Data excerpts
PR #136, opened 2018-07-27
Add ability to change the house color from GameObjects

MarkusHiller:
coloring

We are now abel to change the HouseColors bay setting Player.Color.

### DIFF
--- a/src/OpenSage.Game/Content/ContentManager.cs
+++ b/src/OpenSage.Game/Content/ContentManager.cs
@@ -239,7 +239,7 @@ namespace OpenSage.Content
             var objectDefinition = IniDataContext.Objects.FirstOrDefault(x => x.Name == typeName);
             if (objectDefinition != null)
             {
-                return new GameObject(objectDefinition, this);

[PROBLEM TO SOLVE] Retype each record, matching it exactly.

[TASK OUTPUT]
PR #136, opened 2018-07-27
Add ability to change the house color from GameObjects

MarkusHiller:
coloring

We are now abel to change the HouseColors bay setting Player.Color.

### DIFF
--- a/src/OpenSage.Game/Content/ContentManager.cs
+++ b/src/OpenSage.Game/Content/ContentManager.cs
@@ -239,7 +239,7 @@ namespace OpenSage.Content
             var objectDefinition = IniDataContext.Objects.FirstOrDefault(x => x.Name == typeName);
             if (objectDefinition != null)
             {
-                return new GameObject(objectDefinition, this);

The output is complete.